Start of EXERCISE DATA
PR #4139, opened 2025-01-01
Convert boxing runtime calls into NIR box/unbox instructions

lolgab:
The NIR box/unbox instructions can be eliminated by the optimizer. When the Scala compiler generates scala.runtime.BoxesRunTime those are treated like any other method calls and so the optimizer can't remove them.
When evaluating blocks we convert those calls into `nir.Op.Box`, `nir.Op.Unbox` instructions, which can be later optimized away by interflow.

Fixes https://github.com/scala-native/scala-native/issues/4132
End of EXERCISE DATA
[WORK TASK] Line by line, retype all the entries exactly as they are shown.

[COMPLETED EXERCISE]
PR #4139, opened 2025-01-01
Convert boxing runtime calls into NIR box/unbox instructions

lolgab:
The NIR box/unbox instructions can be eliminated by the optimizer. When the Scala compiler generates scala.runtime.BoxesRunTime those are treated like any other method calls and so the optimizer can't remove them.
When evaluating blocks we convert those calls into `nir.Op.Box`, `nir.Op.Unbox` instructions, which can be later optimized away by interflow.

Fixes https://github.com/scala-native/scala-native/issues/4132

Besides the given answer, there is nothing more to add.